End user support involves solving any problems that users encounter whilst using the network. Three main functions of end user support is resolving network faults, solving user problems and training end-users. These problems are usually solved by going through troubleshooting guides set out by the support team. (Dennis, 2002)

Cost Management

Costs increase as network services grow this is a fundamental economic principle (Economics Basics: Demand and Supply, 2006) Organisations are committing more resources to their networks and need an effective and efficient management in the place to use those resources wisely and minimise costs.

In cost management the TCO (total costs of ownership) is used to measure how much it costs for a company to keep a computer operating. It takes into account the costs of repairs, support staff that maintain the network, software and upgrades as well as hardware upgrades.

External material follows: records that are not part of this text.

PR #1949, opened 2024-04-25
Licence conditions match Notify

ScottDormand96:
https://eaflood.atlassian.net/browse/IWTF-3994

Update licence conditions to match the content on notify letter


packages/gafl-webapp-service/src/pages/terms-and-conditions/__tests__/route.spec.js
```diff
@@ -14,13 +14,50 @@ jest.mock('../../../processors/mapping-constants.js', () => ({
     'salmon-and-sea-trout': 'salmon_and_sea_trout'
   }
 }))
+jest.mock('@defra-fish/business-rules-lib', () => ({
+  FULFILMENT_SWITCHOVER_DATE: '2024-05-30T23:00:00.000Z'
```
jaucourt, line 18: This should be set to a different value than what's in business rules lib, otherwise what's the point of mocking it? When you mock it, it's supposed to show that it's decoupled, which setting to the same value won't do.

jaucourt (changes requested):

packages/gafl-webapp-service/src/pages/terms-and-conditions/terms-and-conditions.njk
```diff
@@ -56,7 +72,7 @@
                   items: [
                     {
                       value: "yes",
-                      text: mssgs.terms_conds_item_agree
```
jaucourt, line 59: Now you've removed this, please can you check whether it can be deleted from the language resource files?

packages/gafl-webapp-service/src/pages/terms-and-conditions/__tests__/route.spec.js
```diff
@@ -71,4 +107,9 @@ describe('terms-and-conditions get data', () => {
     const request = getMockRequest({ contactSummary: false })
     expect(() => getData(request)).rejects.toThrowRedirectTo(CONTACT_SUMMARY.uri)
   })
+
+  it.each([[true], [false]])('content returns notify content when isLicenceForYou equals %s', async licenceForYou => {
+    const { content } = await getData(getMockRequest({ isLicenceForYou: licenceForYou }))
```
jaucourt, line 112: Small one again, but if you change `licenceForYou` to `isLicenceForYou`, you can do `{ isLicenceForYou }` rather than `{ isLicenceForYou: licenceForYou }`

jaucourt (changes requested):
One small change then this can merge

jaucourt (approved):

PR #1953, opened 2024-05-13
Update Node version prerequisite in README

lailien3:
Node should be v14+, up to and including v18

### DIFF
--- a/README.md
+++ b/README.md
@@ -23,7 +23,7 @@ Mono-repo for the rod licensing digital services.
 
 ## Prerequisites
 
-- Node v14.13+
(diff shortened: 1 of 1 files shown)


README.md
```diff
@@ -23,7 +23,7 @@ Mono-repo for the rod licensing digital services.
 
 ## Prerequisites
 
-- Node v14.13+
+- Node v14.13 - v18 (inclusive)
```
jaucourt, line 26: Actually, we shouldn't be using v14, so change this to `v18.x`, please

jaucourt (changes requested):

jaucourt (approved):

PR #1957, opened 2024-05-16
Recurring payments job sets up new permissions in DynamoDb

irisfaraway:
https://eaflood.atlassian.net/browse/IWTF-4017

When the RP job is run and relevant permissions are found that need to be renewed, we want to create a new permission for the renewal and store it in DynamoDb. This permission should have all the relevant data that needs to be carried over. The new permission won't be moved over to the CRM until payment has successfully been taken.

As part of this we need to adapt some of the code that was written for easy renewals.


packages/recurring-payments-job/src/__tests__/recurring-payments-processor.spec.js
```diff
@@ -40,11 +47,123 @@ describe('recurring-payments-processor', () => {
...
+          }
+        ],
+        [
+          {
+            dataSource: 'Recurring Payment',
+            permissions: [expect.objectContaining({ permitId: secondPermit })]
+          }
+        ]
+      ])
+    })
```
jaucourt, line 167: I think that, rather than testing with two, you could parameterise the describe so that two, three and ten recurring payments are tested in both test cases. Happy to pair up and work on this together

packages/sales-api-service/src/server/routes/__tests__/renewals.spec.js
```diff
@@ -0,0 +1,111 @@
...
+    permissionForFullReferenceNumber.mockResolvedValueOnce({ filter: 'coffee' })
+    const error = 'Wuh-oh!'
+    executeQuery.mockImplementationOnce(() => {
+      throw new Error(error)
+    })
+    const request = getMockRequest({})
+    const responseToolkit = getMockResponseToolkit()
+
+    await expect(permissionRenewalData[0].options.handler(request, responseToolkit)).rejects.toThrow(error)
+  })
```
jaucourt, line 110: to cover the other parts of the export from renewals, I think you could use a snapshot test covering description, notes, tags, etc

packages/sales-api-service/src/services/renewals/renewals.service.js
```diff
@@ -0,0 +1,101 @@
...
+}
+
+const prepareBasePermissionData = existingPermission => {
+  return {
+    isRenewal: true,
+    licenceLength: '12M', // Always for renewals
+    licenceType: existingPermission.permit.permitSubtype.label,
+    numberOfRods: existingPermission.permit.numberOfRods.toString(),
+    isLicenceForYou: true
+  }
```
jaucourt, line 27: this and the previous function would be slightly more succinct if you omitted the return - so do
```
export const preparePermissionDataForRenewal = existingPermission => ({
    ...prepareBasePermissionData(existingPermission),
    ...prepareDateData(existingPermission),
    licensee: prepareLicenseeData(existingPermission),
    permitId: preparePermitId(existingPermission)
})
```

packages/sales-api-service/src/services/renewals/renewals.service.js
```diff
@@ -0,0 +1,101 @@
...
+    renewedHasExpired: false,
+    licenceToStart: licenceToStart.ANOTHER_DATE,
+    licenceStartDate: licenceStartDate.format(cacheDateFormat),
+    licenceStartTime: licenceStartDate.hours()
+  }
+}
+
+const preparePermitId = existingPermission => {
+  return existingPermission.permit.id
+}
```
jaucourt, line 101: Almost all of the above (barring prepareLicenseeData, prepareDateData and dateDataIfNotExpired) could be rewritten without the return statement

jaucourt (changes requested):

packages/recurring-payments-job/src/recurring-payments-processor.js
```diff
@@ -6,7 +8,49 @@ export const processRecurringPayments = async () => {
...
+const processPermissionData = async referenceNumber => {
+  console.log('Preparing data based on', referenceNumber)
+  const data = await salesApi.preparePermissionDataForRenewal(referenceNumber)
+  const transactionData = {
+    dataSource: 'Recurring Payment',
+    permissions: [
+      {
+        isLicenceForYou: data.isLicenceForYou,
+        isRenewal: data.isRenewal,
+        issueDate: null,
```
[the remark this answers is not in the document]
irisfaraway: Required by the permission schema, unfortunately!

jaucourt (approved):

In addition to these costs it also calculates wasted time, for example the cost to the store manager, whilst his staff learn a newly implemented computer system. This inclusion of wasted time is widely accepted however many companies dispute whether it should be included. NCO (network cost of ownership) focuses on everything except wasted time. It exams the direct costs rather than invisible costs such as wasted time.

The Internet RFC 789 Case Study 1

The ARPANET (Advanced Research Project Agency NETwork) was the beginning of the Internet; a network of four computers which was put together by the U.S. Department of Defence in 1969. On the 27th of October, 1980 there was an unusual occurrence within ARPANET. For several hours the network appeared to be unstable, due to a high priority processes that was executing to the detriment of the system. It later expanded to a faster and more public network called NSFNET (Network Science Foundation Network) This network then grew into the internet as we know it today. On October 27th, 1980 the ARPAnet crashed for several hours, due to high priority processes that were executing exhausting system resources and causing down time within the system. (Rosen, 1981)

With today’s network management tools the system failure could have been avoided. Network manager responsibilities such as planning, organizing, directing, controlling and staffing (Dennis, 2002) would have allowed the situation to be handled correctly had these tools been available.  The case study RFC789 by Rosen summarises that the main problems the managers experienced were the initial detection that a problem existed and the control of the problematic software/hardware. Assuming they were available, the managing responsibilities would have allowed for a much quicker and efficient recovery of the system. However if careful planning and organising had been carried out when the system was implemented the crash might have been avoided completely.